TCAF: Translator stopped at Canadian border

While en route to the Toronto Comic Arts Festival (TCAF), translator and agent Anne Ishii was detained at Billy Bishop Airport in Toronto for over two hours yesterday as Canadian customs officers questioned her and went through every book in her luggage to determine whether she was bringing comics illegally into the country.

Ishii was traveling to TCAF to accompany manga-ka Gengoroh Tagame, whose manga My Brother’s Husband is debuting at the show. While My Brother’s Husband, a story about a Japanese man learning to accept his late brother’s life as an openly gay man in Canada, is a gentle, slice-of-life story that is well suited to teen readers, Tagame is also a well known creator of sexually explicit gay BDSM manga. The Canadian customs service has a history of viewing comics in general and manga in particular with suspicion.

“So at the gate, they asked me what I’m doing here,” Ishii said. “I said ‘I’m going to the comics art festival.’ They asked me what I do, and [I said] ‘I translate manga.’

“‘Manga? Like anime?’ they asked. Feeling it was no time to quibble, I said ‘Sure.’ I’m not going to quibble about the differences there. I told them, ‘I’m just meeting an artist’ so they ask me about the artist. I say he’s just published this beautiful all-ages book. I emphasize My Brother’s Husband is a very safe book, published by Penguin, and that Penguin wouldn’t publish anything that would challenge the law,” Ishii said.

Nonetheless, the Canadian Customs officers told her that they wanted to do a second interview. During that interview, the agents searched Ishii’s luggage and found some of Tagame’s earlier books. Ishii had already explained that she is an artists’ agent and the books were samples to be shown to prospective licensors.

“[The customs officer] just stares, and looks at it,” Ishii continues. “I say, ‘Well, that’s obviously not the Penguin book.’ And she’s like, ‘This is not clean. This is not clean. This is very much not for children.’ And I said, ‘I understand, and it’s in a very limited context that I give these books out.'”

The customs agent then proceeded to look through every one of the books—about 60 in all—while asking repeatedly “Are there children or animals depicted in this book?” “Of course not,” Ishii responded. Then the agent called in another agent.

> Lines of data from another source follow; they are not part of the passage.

PR #22138, opened 2026-04-22
docs: add some intradoc links

ada4a:


crates/syntax/src/lib.rs
```diff
@@ -9,9 +9,9 @@
 //! For more information, see the [RFC]. Current implementation is inspired by
 //! the [Swift] one.
 //!
-//! The most interesting modules here are `syntax_node` (which defines concrete
-//! syntax tree) and `ast` (which defines abstract syntax tree on top of the
-//! CST). The actual parser live in a separate `parser` crate, though the
+//! The most interesting modules here are [`syntax_node`] (which defines concrete
```
ada4a: this one causes
```
warning: public documentation for `syntax` links to private item `syntax_node`
  --> crates/syntax/src/lib.rs:12:45
   |
12 | //! The most interesting modules here are [`syntax_node`] (which defines concrete
   |                                             ^^^^^^^^^^^ this item is private
   |
   = note: this link resolves only because you passed `--document-private-items`, but will break without
   = note: `#[warn(rustdoc::private_intra_doc_links)]` on by default
```
but it looks like the rustdoc CI workflow passes `--document-private-items` anyway -- should I `allow` this lint maybe?

*[View changes since the review](https://triagebot.infra.rust-lang.org/gh-changes-since/rust-lang/rust-analyzer/22138/f45c1e29321abf353869ebf753a3b18536dbeb78..a5e63dac4f4feb57de6f9e5b9cdae2ebca7463af)*

ChayimFriedman2: I don't think the link is worth allowing the lint.

ShoyuVanilla (approved):

PR #22139, opened 2026-04-22
minor: Rename unwrap_block to unwrap_branch

A4-Tacks:
Related rust-lang/rust-analyzer#13747

The name `Unwrap block` often seems to cause misunderstandings


ChayimFriedman2:
But it applies to blocks that aren't branches as well.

Ishii continues, “The other agent is also a woman. She looks at [Tagame’s books] and she says ‘Oh yeah, this is that thing, I think people are into that right now,’ very matter of factly. It’s not a big deal. But the first agent remains unconvinced and shows it to another agent, so now there are three of them looking at it. It’s very Goldilocks—the neutral one I was dealing with, the very open-minded one who just wants me to leave, and then the very severe one who is like, ‘You know, if there are children or animals depicted in that, that is completely illegal in Canada.'”

“Of course there are no children depicted here,” Ishii said. “I’m horrified that they would even say that. But they’re also looking at really hard core gay sex.”

The customs agents proceeded to go through Ishii’s belongings, even checking the lining of her bag, as well as her wallet and her laptop computer, although they just looked at the desktop and did not ask Ishii to give them her passwords. Finally, they let her go and did not confiscate any books.

“Once they were done, they were very polite and said ‘OK, you are all good,’ and that was it,” she said. “But that was two hours that I lost.”

This is not the first such incident. In 2011, Tom Neely and Dylan William were stopped on their way to TCAF, and a number of comics they were carrying were confiscated by customs. This article contains a lengthy quote from a blog post, since removed, from a woman whose manga was gone through page by page when she was traveling to Canada in 2006. The most extreme case was that of Ryan Matheson, who was stopped on his way into the country and, after a search of his computer, wrongfully accused of possession of child pornography. The Canadian government dropped the charges in 2012, but his life was disrupted for two years: He was arrested and denied food, blankets, and access to a lawyer or the American Embassy, and until he was cleared he was banned from using computers or the internet.

Although it hasn’t been updated for a while, the site Gomorrahy.com has an archive of titles of materials that were confiscated by Canadian customs officers.